**Provided material**
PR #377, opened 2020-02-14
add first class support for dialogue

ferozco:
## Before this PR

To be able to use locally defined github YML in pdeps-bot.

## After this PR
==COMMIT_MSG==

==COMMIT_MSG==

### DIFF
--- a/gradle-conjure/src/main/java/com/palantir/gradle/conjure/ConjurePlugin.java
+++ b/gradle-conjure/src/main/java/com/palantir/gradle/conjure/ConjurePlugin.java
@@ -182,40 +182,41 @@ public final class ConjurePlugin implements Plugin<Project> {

**Work instructions**
Could you retype every record above exactly as written?

**Solution to this task**
PR #377, opened 2020-02-14
add first class support for dialogue

ferozco:
## Before this PR

To be able to use locally defined github YML in pdeps-bot.

## After this PR
==COMMIT_MSG==

==COMMIT_MSG==

### DIFF
--- a/gradle-conjure/src/main/java/com/palantir/gradle/conjure/ConjurePlugin.java
+++ b/gradle-conjure/src/main/java/com/palantir/gradle/conjure/ConjurePlugin.java
@@ -182,40 +182,41 @@ public final class ConjurePlugin implements Plugin<Project> {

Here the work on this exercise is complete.